Pressing her hot face to the small steamed-up window, Zuleikha peers through a dancing shroud of snow as her husband and mother-in-law float to the house like two tall shadows. As the windows on the Vampire Hag’s side light up and then go dark. As Murtaza strides heavily back to the bathhouse.
Zuleikha grabs a large dipper and scoops water from the basin on the stove; fluffy puffs of steam rise from the basin.
The bolt clatters again and Murtaza is standing in the doorway in just his underclothes; he’s holding the same broom in his hand. He takes a step forward and closes the door behind him.
Hurl boiling water at him! Right now, don’t wait!

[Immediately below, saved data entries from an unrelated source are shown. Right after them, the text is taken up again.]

PR #37, opened 2021-11-18
Add allocator query APIs

GuanLuo:
@deadeyegoodwin This is how the new APIs look and feel. The caveat is that the memory type returned by the query API isn't necessarily consistent with the buffer returned by the allocate API. Although for simple allocator (HTTP / GRPC frontend / MLPerf harness), it may not be the issue, but it may be less useful for dynamic allocator (i.e. uses memory pool and has some fallback mechanism).

### DIFF
--- a/include/triton/core/tritonbackend.h
+++ b/include/triton/core/tritonbackend.h
@@ -91,7 +91,7 @@ struct TRITONBACKEND_ModelInstance;
 ///   }
 ///
 #define TRITONBACKEND_API_VERSION_MAJOR 1
-#define TRITONBACKEND_API_VERSION_MINOR 6
+#define TRITONBACKEND_API_VERSION_MINOR 7
 
 /// Get the TRITONBACKEND API version supported by Triton. This value
 /// can be compared against the TRITONBACKEND_API_VERSION_MAJOR and
--- a/include/triton/core/tritonbackend.h
+++ b/include/triton/core/tritonbackend.h
@@ -594,6 +594,28 @@ TRITONBACKEND_DECLSPEC TRITONSERVER_Error* TRITONBACKEND_ResponseOutput(
     const char* name, const TRITONSERVER_DataType datatype,
     const int64_t* shape, const uint32_t dims_count);
 
+/// Query the response allocator for the preferred memory type and memory
+/// type ID, which will be the attributes of the allocated
+/// buffers if explicitly requested in the sequential call of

Zuleikha is breathing rapidly and holding the dipper in front of herself in outstretched hands as she steps away and presses her back to the wall; her shoulder blades sense a sharp bulge in the logs.
Murtaza takes another step and knocks the dipper from Zuleikha’s hands with the broom handle. He lurches toward her, throwing her to the lower steaming shelf. Zuleikha’s knees strike it hard and she sprawls on the shelf.
“Lie still, woman,” he says.
And he begins beating her.
A broom on the back isn’t painful. It’s almost like a bundle of birch leaves. Zuleikha lies still, as her husband ordered, but she shudders and scratches the shelf with her nails at each strike so he doesn’t beat her long. He cools off quickly. She was given a good husband after all.